Instructions combining the upper 20 bits of an address or immediate value with an immediate value containing the lower 12 bits must perform a step to reverse the effect of the sign extension of bit 11 of the lower 12-bit value in the second instruction of each sequence. This is necessary because the immediate value in the addi instruction is always treated as signed. The most significant bit of the 12 bit immediate value will be sign-extended through bit 31 before being added to the upper 20 bits.

The following example demonstrates the problem and the solution. Assume we want to load the value 0xFFFFFFFF into a register using lui and addi and naively add the upper and lower portions:

    Gas
   
xxxxxxxxxx

lui x1, 0xFFFFF # x1 now equals 0xFFFFF000
addi x1, x1, 0xFFF

The addi instruction sign-extends 0xFFF to 0xFFFFFFFF before adding it to 0xFFFFF000. The result of the addition is then 0xFFFFEFFF, which is not what we want. Adding bit 11 of the lower 12 bits to the upper 20 bits will fix this:

    Gas
   
xxxxxxxxxx

lui x1, 0xFFFFF+1 # Add bit 11; x1 now equals 0x00000000
addi x1, x1, 0xFFF

The result is now 0xFFFFFFFF, the correct value. This procedure will work for any other numeric value. If bit 11 happens to be zero, nothing will be added to the upper 20 bits.

Privilege Levels

The RISC-V architecture defines three privilege levels at which a thread can run:

User (U) privilege level
Supervisor (S) privilege level
Machine (M) privilege level

All RISC-V implementations must support M mode, the most privileged level, capable of accessing all system features. M mode is entered at system reset. The code in a simple embedded system might run entirely in M mode.

In a slightly more sophisticated use case, a secure boot process might run at the M privilege level, loading and starting an application that runs in U mode. This approach is appropriate for a secure embedded solution.

In addition to the mandatory M level, A RISC-V processor may implement either or both of the S and U privilege levels. A system running a general-purpose operating system uses S mode and U mode in the same manner as the kernel and user modes of other common processor architectures. RISC-V U mode applications request system services with the ecall (environment call) instruction, generating an exception handled at the S level. The privilege architecture of RISC-V directly supports modern operating systems such as Linux.

Separate collections of CSRs are defined to enable configuration, control, and monitoring of the system at each of the three privilege levels. Depending on the privilege level of the running thread and the level of a CSR, the thread may have read-write, read-only, or no access to the CSR. Threads at higher privilege levels can access CSRs at lower privilege levels.
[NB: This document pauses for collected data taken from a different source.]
PR #778, opened 2022-01-24
Fix a couple of translation issues

jpirnay:
a) PO File as ususal
b) A colon at the end of a frame label in the GUI effectly prevents a tranlsation.

### DIFF
--- a/locale/de/LC_MESSAGES/meerk40t.po
+++ b/locale/de/LC_MESSAGES/meerk40t.po
@@ -1,4 +1,4 @@
-# German translations for PROJECT.
+# German translations for Meerk40t.
 # Copyright (C) 2021 ORGANIZATION
 # This file is distributed under the same license as the PROJECT project.
 # FIRST AUTHOR <EMAIL@ADDRESS>, 2021.
@@ -6,10 +6,10 @@
 #
 msgid ""
 msgstr ""
-"Project-Id-Version: PROJECT VERSION\n"
+"Project-Id-Version: Meerk40t 0.7\n"
 "Report-Msgid-Bugs-To: EMAIL@ADDRESS\n"
 "POT-Creation-Date: 2021-09-11 02:52-0700\n"
-"PO-Revision-Date: 2021-09-11 03:17-0700\n"
+"PO-Revision-Date: 2022-01-24 03:17-0700\n"
 "Language: de\n"
 "Language-Team: de <LL@li.org, JP>\n"
 "Plural-Forms: nplurals=2; plural=(n != 1);\n"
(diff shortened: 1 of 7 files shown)


jpirnay:
Not sure what happens in the background but if you leave the ":" at the string, i.e. _("Units:")
then the corresponding translation in the .po files could not be found, i.e.

> #: meerk40t/gui/panes/position.py:86 meerk40t/gui/settings.py:26
> msgid "Units"
> msgstr "Einheiten"

I tried to fix it in one locale by adding the colon there, that did not work out... So I fixed it in the code, and the colon is superfluous in the label anyway IMHO.
Before:
2022-01-24 22_34_16-Lhystudios-Configuration
After:
2022-01-24 22_33_27-MeerK40t v0 7 5-beta3 src      (0 -_ lhystudios -_ lhystudios)

tatarize:
The colons might be regionally a different thing. They are added there because Mac requirements actually wanted them, but they aren't actually essential to leave in the translated version. If a different language used ; or - or whatever that should totally be valid and they should absolutely be translated in those cases.

tatarize:
Ah, the message id actually needs to be "Units:" in those cases. It was changed but but template file was not updated correctly. These changes were made to fit the Mac Requirements for the AppStore. It doesn't match because it literally doesn't match. When it said "Units" that was the old value it should properly say "Units:" in order to find the match. The translation isn't working because the translation file needed to be updated for the orphan requirements and the removal of the : should be reverted.

Rather than file itself should be update to include these translation elements.

tatarize:
errors-in-current

The current settings for the non-updated version has a few items that migrated into the project according to poboy (translation software for python projects I'm sort of writing on and off when it comes up).

tatarize:
https://github.com/meerk40t/meerk40t/pull/779 did a very basic update there to check things compared with the older stuff seems to have the colon items though.

jpirnay:
I am happy to revert/discard the code changes and work on the po files instead. But then all language templates  need to be updated, I checked with French and Hungarian in the compiled version, they suffer from the same phenomenon.
Pardon my ignorance, please: is there a tool that scans the code and updates the pos files with newly added strings (as there are quite a lot of them outstanding to be included).
I am more than happy to take over this part of the workload if you tell me, what tools to use.
And BTW: I just love meerk40t, it's such a great tool and you discover any moment new functionalities...

jpirnay:
Ahh, on my previous comment: poboy provides the code scan functionality. Hmm, I need to have a closer look to make sure that existing translations are not getting lost.

Sophist-UK:
Perhaps we need a workflow to regenerate the master translation file every time a PR is merged.

jpirnay:
I will close the pull request and rework the po-files

PR #779, opened 2022-01-25
Check and Update Translation information via Poboy

tatarize:


Sophist-UK (approved):

Sophist-UK:
Obviously we cannot automate the translation of new strings in a Github workflow (or could we automate an initial automated translation from workflow using an API?), but can we update the US English PO file from the python files on every PR merge and (if appropriate??) update the untranslated strings in the other languages?

And we probably need workflow to regenerate the .mo files every time a PR is merged that changes .po files.

tatarize:
Pretty sure we could actually merge in the new string each time, we'd need to edit poboy to have the functions we want but it wouldn't be too hard. I could put it up on pip and we could certainly download it and run it in a github script. We currently have most of the functions we'd need augmented with a lot of babel's backend. While I didn't quite plan poboy around that sort of thing it wouldn't be too hard to combine it with a much more extensive CLI front end and much more minor operations. We'd be fairly safe implementing find source strings that aren't in the .pot file, update them. Find .pot strings that aren't in the po and update them. Compile the .mo files for anything that passes the error checks. (eg. printf %s exists in the original but is absent in the translated version).

PR #780, opened 2022-01-25
Extend translation capability

jpirnay:
Extended translation capability to the Node-Headings in the Tree pane


tatarize (changes requested):
Rather than import wx. There you need to do `_ = kernel.translation` Doing things this way will make MeerK40t require wxPython for commandline operations and would fail execution in default mode. 

There's every reason to have translations but the GetTranslation() thing in wx isn't set in non-gui code. The `kernel.translation` call there or `_ = context._`  since we're in the init there. Defaults to a dummy operation if we don't have translations.

jpirnay:
Will close this one and reopen one with just the context._
(Still trying to understand the finer details of how I can make changes to a pull request already submitted...)

PR #782, opened 2022-01-26
Extend translations

jpirnay:
Makeing labels in tree panel translatable


tatarize (changes requested):
This version might not actually catch on the sources catch. I'm unsure specifically but the function must be `_()` and I'm not sure `context._()` actually matches that. The catches for finding the translation strings is anything called with `_()` as a function. It iterates through all the source-code with the python source code iteration thing and picks out all cases where a string is applied in a function like that. I do not know if context._() works the same. I'd feel safer with `_ = context._` before those lines. And calling `_` as a function to make sure it catches in the generate sources code.

jpirnay:
Obsolete

PR #783, opened 2022-01-26
Disallow Drag / Drop of some invalid image combinations

Sophist-UK:
Proposed rules

1. Disallow drop of anything other than an Image onto Image Ops.
2. Disallow drop of images onto a Dot Op.

Do this for drops onto "op" or "opnode" nodes.

Test what happens if drop of single node fails, and where multiple nodes partly success and partly fail.

### DIFF
--- a/meerk40t/core/elements.py
+++ b/meerk40t/core/elements.py
@@ -190,62 +190,102 @@ class Node:
             if drop_node.type == "op":
                 # Disallow drop of non-image elems onto an Image op.
                 # Disallow drop of image elems onto a Dot op.
-                # Dragging element into operation adds that element to the op.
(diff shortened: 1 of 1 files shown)


Sophist-UK:
Ok - I have written the code, but I have not yet run it to check for syntax errors or tested it properly. But a desk review would be appreciated to confirm I am on the right lines.

Sophist-UK:
Ok - aside from typos ("Dot" vs "Dots") it looks like this works first time. I have tested it with both single and multiple nodes being dropped.

Also fixed special ops not being equal to ops for resequencing.

tatarize (approved):

PR #784, opened 2022-01-27
Version Bump 4003 == Beta 3

tatarize:
Version Bump


tatarize:
```python
        if not getattr(sys, "frozen", False) or platform.system() != "Darwin":
            self.file_menu.AppendSubMenu(self.recent_file_menu, _("&Recent"))
```

Was not not included but the rest of these branched off as their own PRs.

PR #785, opened 2022-01-27
Fix Mac pinch-to-zoom

Sophist-UK:


Sophist-UK:
I don't have a Mac so this is untested. Over to @TheKeeb for testing.

meerk40t/gui/scene/scene.py
```diff
@@ -278,13 +278,15 @@ def on_right_mouse_up(self, event):
...
-        if magnify > 0:
-            self.scene.event(event.GetPosition(), "zoom-in")
-        if magnify < 0:
-            self.scene.event(event.GetPosition(), "zoom-out")
+        magnification = event.GetMagnification()
+        if event.IsGestureStart():
+            self.scene.event(event.GetPosition(), "gesture-start")
+        elif event.IsGestureEnd():
+            self.scene.event(event.GetPosition(), "gesture-end")
+        else:
```
tatarize, line 288: The gesture-start gesture-end stuff might not be needed but could be of some use at some point.

meerk40t/gui/scene/scene.py
```diff
@@ -278,13 +278,15 @@ def on_right_mouse_up(self, event):
...
+            self.scene.event(event.GetPosition(), "zoom {mag}",format(mag=magnification))
```
tatarize, line 289: This can't be used. "zoom " here has been used for the pinch and zoom screen gestures which are already using that functionality and that zoom is active from gesture-start.

1) Touch Screen Pinch-Zoom: ZoomFactor is zoom from the start of the zoom event.
2) TouchPad Pinch-Zoom: Magnify is the instantaneous zoom from the previous zoom event in a range of around [-0.4,0.4].

These two are not compatible. One is compounded the other is not.

meerk40t/gui/scene/scene.py
```diff
@@ -301,7 +303,7 @@ def on_gesture(self, event):
                 zoom = event.GetZoomFactor()
             except AttributeError:
                 zoom = 1.0
-            self.scene.event(event.GetPosition(), "zoom %f" % zoom)
+            self.scene.event(event.GetPosition(), "zoom {zoom}".format(zoon=zoom))
```
tatarize, line 306: This says `zoon=` and will crash.

meerk40t/gui/scene/scene.py
```diff
@@ -1384,7 +1386,7 @@ def event(self, window_pos=None, space_pos=None, event_type=None):
             return RESPONSE_CONSUME
         elif event_type == "lost":
             return RESPONSE_CONSUME
-        elif str(event_type).startswith("zoom"):
+        elif str(event_type).startswith("zoom "):
```
tatarize, line 1389: That space is needed since the zoom-in and zoom-out would fit. The question was is the first active word there actually zoom the hyphen forms are to avoid catching this since these are different zoom styles.

tatarize (changes requested):

tatarize (dismissed):
I went through and made sure this fit the work done with Keeb. Still best that it gets checked.

tatarize (approved):
While these changes seem a bit more impactful the code should be a lot easier to read and make it clear what's going on here. The commented sections could be removed.

Sophist-UK:
@tatarize This synergy is how Open Source should work - so thanks for making this improvement even better.

I think we still need this testing before I merge it.

tatarize:
```
TheKeeb — Today at 12:41 AM
yes
ship it!
```

tatarize:
@tiger12506 Is there any way to add @mjalindahl as a co-author after the fact or something?

https://docs.github.com/en/pull-requests/committing-changes-to-your-project/creating-and-editing-commits/creating-a-commit-with-multiple-authors#creating-co-authored-commits-on-the-command-line

Dunno, but this really should show up as his work too.

tiger12506:
Unfortunately git commits are hashed as a whole. To do so, we'd need to back up to that point and rewrite every commit since then. Possible? Yes. A good idea? Well... not really.

In future, note that it's trivial to do so before the branch gets shared in the repo.

Sophist-UK:
I think the best you can do is to note in the PR the specific contribution and add that person as a contributor in the wiki / About window.

And of course the direct expression of thanks to the person which you almost certainly have already done.

PR #792, opened 2022-02-02
Fix bind alias issues

Sophist-UK:
1. Provide update functionality if default bind / alias is updated in code and user has not changed the default.
2. Fix Keybind window blank after `bind default`.

### DIFF
--- a/meerk40t/core/bindalias.py
+++ b/meerk40t/core/bindalias.py
@@ -232,12 +232,12 @@ class BindAlias(Modifier):
         keys.clear_persistent()
         alias.clear_persistent()
 
-        for key, value in self.keymap.items():
+        for key, value in self.context.keymap.items():
             if key is None or len(key) == 0:
                 continue
             keys.write_persistent(key, value)
 
-        for key, value in self.alias.items():
+        for key, value in self.context.alias.items():
             if key is None or len(key) == 0:
                 continue
             alias.write_persistent(key, value)
--- a/meerk40t/core/bindalias.py
+++ b/meerk40t/core/bindalias.py
@@ -1,5 +1,108 @@
 from ..kernel import CommandMatchRejected, Modifier
 
+# The following dicts consist of a tuple of values, the first of
+# which is the current default, with any prior defaults following.
+# Prior defaults are used to keep a users keymap / aliases up to date with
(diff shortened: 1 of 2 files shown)


Sophist-UK:
Hmmm - I seem to have  broken a whole bunch of UnitTests. I will take a look tomorrow and see whether I have actually broken something or whether the tests themselves are using the wrong context.

Sophist-UK:
Ok - it was an easy fix.

meerk40t/core/bindalias.py
```diff
@@ -135,105 +232,58 @@ def save_keymap_alias(self):
...
-        if not len(self.keymap):
+        context = self.context
+        context.keymap.clear()
+        prefs = context.derive("keymap")
+        prefs.kernel.load_persistent_string_dict(prefs.path, context.keymap, suffix=True)
+        if not len(context.keymap):
             self.default_keymap()
+            return
+        for key, values in DEFAULT_KEYMAP.items():
+            if key in context.keymap and context.keymap[key] in values[1:]:
```
tatarize, line 254: Tested and this was insufficient.

I added a key `control+q` equal to `testing`
```python
     "control+q": ("testing",),
```
And ran this code. As control+q is not in the context.keymap it did not add my new key. I'll go ahead and accept since this implies *update* but I think maybe a third thing, where unless they bound that key for something else or specifically set it to none, it should rebind that key. Part of the problem is that new binds also do not get added.

I do not know how you tell a new bind from a bind that previously existed and was then set to none, but it seems like the spirit of the changes should address this problem. If not, say the word and I'll approve this.

tatarize (changes requested):

meerk40t/core/bindalias.py
Sophist-UK: If I understand this correctly, you added a DEFAULT_KEYMAP entry for an entirely new key not currently mapped in your settings in the code and it was NOT added to the bindings?

If this is what you are reporting, I agree - and 2 lines of additional code are required (plus two for the similar alias code).

Sophist-UK:
2 bugs fixed and a few minor tweaks.

tatarize (approved):

PR #793, opened 2022-02-03
Make delete key usage consistent

Sophist-UK:
`tree selected` was actually using emphasised rather than selected. So e.g. deleting an image under an image operation also deleted the image under elements.

### DIFF
--- a/meerk40t/core/elements.py
+++ b/meerk40t/core/elements.py
@@ -4459,7 +4459,6 @@ class Elemental(Modifier):
                 if n.type not in ("root", "branch elems", "branch ops"):
                     # Cannot delete structure nodes.
                     n.remove_node()
-                    break
             return "tree", [self._tree]
 
         @context.console_command(
--- a/meerk40t/core/elements.py
+++ b/meerk40t/core/elements.py
@@ -4452,13 +4452,14 @@ class Elemental(Modifier):
         )
         def delete(channel, _, data=None, **kwargs):
             """
-            Delete node. Due to nodes within nodes, only the first node is deleted.
+            Delete nodes.
             Structural nodes such as root, elements, and operations are not able to be deleted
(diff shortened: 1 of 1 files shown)


tatarize (approved):
Odds are pretty good that'd work.

tatarize:
@tiger12506 does this actually fix the stuff you run into there?

tiger12506:
I believe this fix is correct (It deletes references in Operations without deleting the Elements), but doesn't fix inpain's issue (that I reproduce) of multi-select delete not working as intended.

tatarize:
Improvements even if they don't address other issues are still good to go.

Sophist-UK:
I'll check out multi-select delete before we merge this. What **exactly** are the symptoms?

tiger12506:
Selecting multiple items in the tree and hitting delete only deletes one item.

Sophist-UK:
Good to go again.

meerk40t/core/elements.py
```diff
@@ -4459,7 +4459,6 @@ def delete(channel, _, data=None, **kwargs):
                 if n.type not in ("root", "branch elems", "branch ops"):
                     # Cannot delete structure nodes.
                     n.remove_node()
-                    break
```
tatarize, line 4462: "Delete node. Due to nodes within nodes, only the first node is deleted."

* Break serves the purpose of being lazy.

tatarize (changes requested):
Either leave the break and take your win, or fix the harder issue that tries to delete nodes from the leaves going backwards in a depth-last fashion.

tatarize (approved):
I don't see anything wrong with that solution.

Sophist-UK:
Tested it before (crashed) and after (didn't crash) so should work.

PR #794, opened 2022-02-03
Fix scene zoom on file load

Sophist-UK:
I found it very annoying that the scene on file load was random - so here is a fix.


Sophist-UK:
I did consider zoom to file size - but it gets a bit more complicated if you have multiple files loaded. And generally I think an overview of the file on the scene is better to allow you to decide whether the design is positioned properly and roughly the right size, whereas a zoom into a design which is 0.01mm wide will look great at first sight, but the burn probably won't be what you are expecting.

PR #795, opened 2022-02-03
Raster optimisations

Sophist-UK:
This PR consists of a range of optimisations to allow Rasters to be burned more intelligently - and also some more general code-quality improvements.

1. Rather than generating a single, potentially large, raster image for each operation, with raster sweeps potentially across large swathes of non-burn areas, this groups raster elements within a raster op into groups of overlapping rasters, so each group is disconnected from the others, and creates several smaller raster images, one for each group.

2. If Cut Inner First and Group Inners are **not** both set, we optimise the size of these raster images in order to get the best trade-off in time between sweeping at a fixed speed across a non-burn distance and splitting the tasters into separate groups each having its own acceleration / deceleration time. In essence, we estimate the acceleration / deceleration time by extrapolating from experimental results, and from that the distance that the head would travel in that time - the theory being that for that specific distance between images the time taken to burn as one image sweeping across the empty area is the same as the time needed to do the additional acceleration / deceleration. Then we group raster areas together by extending their margins by half that distance i.e. the distance swept in the time needed to either accelerate or decelerate.

3. If Cut Inner First and Group Inners are both set, then instead we create the smallest possible raster images in order to allow the inner first algorithm to determine which raster areas are inside which closed curves.

    Once the inner first algorithm has done its work, we then combine any of these small raster images that are all inside the same set of outer closed cut paths into a single image on the same basis as 2a. above.

4. These raster optimisations are entirely automated and no additional user options are needed to enable / disable them.

5. The CutPath code object has been split off into a separate file in order to reduce the length of the planner.py file. Many other Codacy issues (mainly code complexity) are also addressed.

6. This code relies on https://github.com/meerk40t/svgelements/pull/166 which causes a particular issue with closed cut sub-paths in combined paths.

Note: A future further optimisation with large benefits is possible to reduce large dimension raster images which have a large empty area inside (such as picture frames) to be split into several smaller images - separate raster images would likely be required for cross-hatch raster operations with this optimisation. Another future optimisation (but without large benefits) is to allow Vert and Horiz rasters where the optimiser can decide whether to burn e.g. a Vert one from T2B or B2T whichever has a closer starting point.


Sophist-UK:
This PR is now ready for review.

These changes are non-trivial and should be given both a decent desk review (which may take a reasonable amount of time) and a good test.

Sophist-UK:
I note that unittests are now failing - I will need to look and see why this is before we merge this - however the main code is definitely ready for review and testing.

tatarize:
@Sophist-UK this became desynced. corrected again to fit with main.

Sophist-UK:
Thanks.

tatarize (approved):
Tested code on actual job, does seem to clearly take some superior pathing at times breaking the raster objects into multiple images when a single image isn't otherwise beneficial.

PR #797, opened 2022-02-04
Fix critical codacy errors

Sophist-UK:
Part 1 of several PRs to fix codacy errors.

Most of these should be obviously transparent, but changes to meerk40t/core/drivers.py for `opt_jog_mode` almost certainly need double checking.

### DIFF
--- a/meerk40t/core/drivers.py
+++ b/meerk40t/core/drivers.py
@@ -74,7 +74,9 @@ class Driver:
         context._quit = False
 
         self.rapid = self.root_context.opt_rapid_between
-        self.jog = self.root_context.opt_jog_mode
+        # # there is a method called jog and the following line overwrites it
+        # # I can find no other references to self.jog as an int in the code.
+        # self.jog = self.root_context.opt_jog_mode
         self.rapid_override = False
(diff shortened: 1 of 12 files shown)


meerk40t/core/drivers.py
```diff
@@ -191,7 +193,9 @@ def _fetch_next_item_from_spooler(self):
             self.spooled_item = element
         else:
             self.rapid = self.root_context.opt_rapid_between
-            self.jog = self.root_context.opt_jog_mode
+            # # there is a method called jog and the following line overwrites it
+            # # I can find no other references to self.jog as an int in the code.
+            # self.jog = self.root_context.opt_jog_mode
             try:
```
tatarize, line 199: This does nothing. Actually self.rapid also does nothing.

tatarize (approved):
Even if there were issues this is so chalked full of marked improvements that I'd take some issues which there shouldn't be any of.

Sophist-UK:
Good to go.

tiger12506 (approved):
Tat already left a glowing review on this. The changes afterward seem minor and look ok to me.

PR #2145, opened 2023-10-10
Add kernel.is_shutdown test

jpirnay:


tatarize:
This is probably fighting the symptom of the problem rather than the problem itself. Life cycles are supposed to prevent this and are not doing that.

tatarize (changes requested):
Fights symptoms rather than the root cause.

PR #2152, opened 2023-10-11
Bug fixes for 0.9.2

tatarize:


jpirnay:
Things to address:
- [ ] dxf input crashes on invalid picture import
- [ ] invalid treatment of geomstr / svgelements hull
- [ ] runtime error if accessing already destroyed controls (during shutdown?)
- [ ] geomstr.Clip.clip not working reliably when having non-line primitives

tatarize:
I probably need an example of dxf with an image. I vaguely recall this was a thing but I couldn't really find one and considered having ezdxf make one but didn't get around to it.

tatarize:
> Things to address:
> 
> * [ ]  dxf input crashes on invalid picture import
> * [ ]  invalid treatment of geomstr / svgelements hull
> * [ ]  runtime error if accessing already destroyed controls (during shutdown?)
> * [ ]  geomstr.Clip.clip not working reliably when having non-line primitives

Pushing a beta instead to test high-dpi mode.

These are still needed and the PR isn't completed.

PR #2156, opened 2023-10-12
Balor: Fallback to bounds when live full is too long

jondale:
When running Live Full red line on balor device, large paths such as hatching are not feasible to show and cause Meerk40t to freeze.   This change causes it to fall back to bounds operation when the path length is larger than a set amount.

### DIFF
--- a/meerk40t/balormk/livelightjob.py
+++ b/meerk40t/balormk/livelightjob.py
@@ -15,6 +15,8 @@ from meerk40t.core.units import UNITS_PER_PIXEL, Length
 from meerk40t.svgelements import Matrix
 from meerk40t.tools.geomstr import Geomstr
 
+MAX_FULL_LENGTH = 2000000
+
 
 class LiveLightJob:
     def __init__(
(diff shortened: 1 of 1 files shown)


meerk40t/balormk/livelightjob.py
```diff
@@ -325,13 +327,24 @@ def _light_elements(self, con, elements):
...
             if self.stopped:
                 return False
             if self.changed:
                 return True
             geometry = Geomstr(node.as_geometry())
 
+            if self.mode == "full":
+                # Is path length too large for full?
+                for segment in range(0, len(geometry)):
+                    segment_length = geometry.length(segment)
```
tatarize, line 341: This `length()` call can be expensive. Like prohibitively, especially if you have cubic curves since they lack a closed form solution. You probably want to make this metric called based on `len(geometry)` or so. Also, if it's huge calculating the bounds might be somewhat costly too.

jondale: The original desire for this pr was because in the 0.8.x branch it would freeze during live full.  In the 0.9.x branch, it will run slowly on large paths but not freeze up the program.  The user can see this and switch modes manually so I don't think choosing that for them is useful.  Closing this pr.

PR #2174, opened 2023-10-19
Correct issues for the 0.9.3 merges

tatarize:
* Restore default image load class is `elem image`
* Fix display of `elem image`
* Permit creation of `image raster` from `elem image`.


tatarize:
See #2131

PR #2194, opened 2023-10-24
Add a bit more control over job loops

jpirnay:
image


meerk40t/gui/propertypanels/opbranchproperties.py
```diff
@@ -38,7 +38,7 @@ def __init__(self, *args, context=None, node=None, **kwds):
                 "default": 1,
                 "type": int,
                 "conditional": (self.operation, "loop_enabled"),
-                "label": _("Loop"),
+                "label": _("Passes"),
```
tatarize, line 41: There's a use of `passes` inside the operations that usually just copies that operation. Which actually sort of sucks since you need a discrete amount rather than an infinite amount. But, that'd also suck with regards to optimization. Loops was used here since it's the same but different than pass. Also, hatches use the term loop, but there it's shared with ezcad terminology.

I'm not sure it's wildly important but eventually calling a bunch of different things `passes` just like we call a bunch of different things `operations` is going to catch up with us.

meerk40t/gui/wxmscene.py
```diff
@@ -1292,10 +1292,16 @@ def on_close(self, event):
 
     @signal_listener("pipe;running")
     def on_driver_mode(self, origin, state):
+        new_color = None
         if state:
-            self.widget_scene.overrule_background = wx.RED
+            new_color = wx.RED
         else:
-            self.widget_scene.overrule_background = None
+            try:
```
tatarize, line 1299: bit out of scope with the rest of the PR

tatarize (approved):

tatarize:
Big thing is spooler needs to not assume every job is a laser job since they could be things like RDJobs or Lightjobs. But, you correctly checked for it having the right function so it should be fine.

meerk40t/gui/wxmscene.py
jpirnay: It was too simple to leave out...

meerk40t/gui/propertypanels/opbranchproperties.py
jpirnay: Reverted the change of terms back to 'loop'

PR #2195, opened 2023-10-24
Allow deletion / duplication of entries in newly raster chart

jpirnay:
grafik


tatarize (approved):
Yeah, was sort of needed.

PR #2201, opened 2023-10-26
Py37

tatarize:


Sophist-UK:
I can fully understand why you are switching to Py37 however anyone running from source or PyPi on an ancient version of Linux with a previous version of 37 is going to have it stop working, so this probably needs a but more highlighting in the release notes and a bit of publicity.

jpirnay:
You may want to have a look at the commit, it's actually bringing down the need from py 3.8 to 3.7.1 just for the creation of the exe file under windows.

Sophist-UK:
Ah yes - apologies, I should indeed have looked at the changes.

tatarize:
Nah, he's not wrong this was a disaster and I screwed up. I meant to merge this into the local but it got merged upstream. I then had to quickly paper over that stuff. And restore it back to 3.8 or so. In theory this should be compatible, but we certainly don't want to do this across the board. I rapidly reverted this code.

tatarize:
I was trying to generate a version of meerk40t that would work for Windows 7 (Pre-SP1) and it did not generate correctly and when I tried to merge this into `tatarize:main` I accidently merged it to `meerk40t:main` and then had to revert that and it really didn't work correctly.

https://github.com/meerk40t/meerk40t/commit/b6bbd32190cbb3739837c6d02692a9ee380f544c

PR #2208, opened 2023-10-31
Next batch of vector icons

jpirnay:


meerk40t/gui/icons.py
```diff
@@ -4174,11 +3012,11 @@ def make_geomstr(self, gc, path):
...
 )
 
-icons8_laser_beam_20 = icons8_laser_beam_52
+icons8_laser_beam = icons8_laser_beam
```
tatarize, line 3019: Not technically wrong. But, not needed.

tatarize (approved):

meerk40t/gui/icons.py
jpirnay: Not sure from where that came from, will remedy it at the next iteration

Issue #2203, opened 2023-10-27
Is Meerk40t support Marlin firmware?


kpbicka:
### Summary Description

I didn't find in case how to connect 3D-printer Laser with Marlin firmware to meerk40t software 

### MeerK40t Version

0.9.2000

### MeerK40t Type

Executable

### Your Operating System

Mac (before M1/Bigsur)

Sophist-UK:
Marlin firmware is a one of a number of firmwares that support use of GCODE for lasering.

So really you need to be asking whether MeerK40t supports driving GCODE controllers - which it does in theory, though I am not sure exactly what the status is for that functionality and what the reliability is. 

A complementary use case is would be for MeerK40t to emulate a GCODE controller - AFAIK this functionality has not (yet) been written.

tiger12506:
> Marlin firmware is a one of a number of firmwares that support use of GCODE for lasering.
> 
> So really you need to be asking whether MeerK40t supports driving GCODE controllers - which it does in theory, though I am not sure exactly what the status is for that functionality and what the reliability is.

Pretty solid, actually. Tested with FluidNC and GRBL controllers both.

> A complementary use case is would be for MeerK40t to emulate a GCODE controller - AFAIK this functionality has not (yet) been written.

Actually, one does exist. grblcontrol is the gcode controller equivalent of ruidacontrol, because Lightburn also supports controlling grbl lasers. It was my understanding that this works, too.


I'm not certain if there are any tweaks that would need to be made to support Marlin, but I'm sure they would be fairly minimal.

tatarize:
Current no.

We support gcode and our gcode support is actually really quite good. You could save out some of our gcode from the normal setup and it would properly work. However most of our interfacing is built around GRBL which is mostly non-compatible with Marlin. The gcode is compatible with either though.

It's a little weird to understand but there's two main parts of any laser cutting control protocols. There's the program code, which is sequential and issued one line at a time, you complete one line, you move on to the next line until you finish the execution. And secondly there's the realtime non-out-of-band non-sequential commands. This usually includes things like `estop`, `pause`, `resume` and in GRBLs case some stuff like speed up, slow down, increase power. But, this is true for *all* laser controllers, and I've reversed engineered a lot of them by this time.

Our gcode support is quite good at this point, mostly because Jpirnay bought me a cheap Ortur2 diode laser, so the weird points got nicely softened. The `grblcontrol` stuff was also mostly finished and I couldn't poke a hole in it.

[...]

PR #2209, opened 2023-11-01
Marlin: Driver Basic

tatarize:
Best I can figure an extremely pared down GRBL driver could do most of the Marlin work.

It's a lot more like a super-generic gcode sender, with some SD card commands.

See analysis on #2203

---

`G4 I` -- Needs to be used to start.


tatarize:
Table until I dig out the 3d printer.

PR #2222, opened 2023-11-03
Hatch classify

tatarize:
Add classification for hatches


jpirnay:
Hatches will be classified on creation and will be reclassified on a color-change within the property window.
Clicking on an element with a hatch, ie emphaszing it, and a subsequent click of any of the operations buttons in the statusbar will still classify the shape (and not the hatch). If you hold down the Shift-key while clicking on one of these then the hatch will be used for color-change/classification.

The RISC-V S privilege level supports paged virtual memory with a 32-bit address space divided into 4KB pages. A 32-bit virtual address is separated into a 20-bit virtual page number and a 12-bit page offset. Two additional virtual memory configurations are defined for the RISC-V 64-bit environment. One is a 39-bit address space, supporting 512GB of virtual memory. For applications requiring even more virtual addresses, a 48-bit address space is available, supporting 256TB of virtual memory. Although the 48-bit configuration offers far more memory than the 39-bit version, it also requires additional storage for page tables and consumes more processing time during traversal of those tables.

The following instructions support privileged execution levels:

mret, sret, uret – These instructions return from the exception handler initiated by an ecall instruction. Each of these instructions can be executed at the privilege level indicated by the first letter of the instruction or higher. Executing one of these instructions referencing a privilege level lower than that of the current thread will return from the exception initiated at the lower level.
wfi – Wait for interrupt. This instruction requests the current thread to stall until an interrupt becomes available for servicing. The RISC-V specification only requires that this instruction serve as a hint, so a particular implementation may process a wfi instruction as a no-op rather than actually stalling the thread. Because it is possible for the processor to handle wfi as a no-op, code that follows a wfi instruction must explicitly check for the presence of pending interrupts in need of processing. This sequence typically occurs inside a loop.
sfence.vma – Flush virtual memory page table data from cache to memory. The leading s in the instruction mnemonic indicates this instruction is targeted for use at the supervisor privilege level.

We won't cover the topic here, but RISC-V also defines instructions and CSRs supporting virtualization and the hypervisor that manages the virtual environment.

RISC-V Extensions

The instruction set described in this section is named RV32I, which stands for the RISC-V 32-bit integer instruction set. Although the RV32I ISA provides a complete and useful instruction set for many purposes, it lacks several functions and features available in other processors such as x86 and ARM.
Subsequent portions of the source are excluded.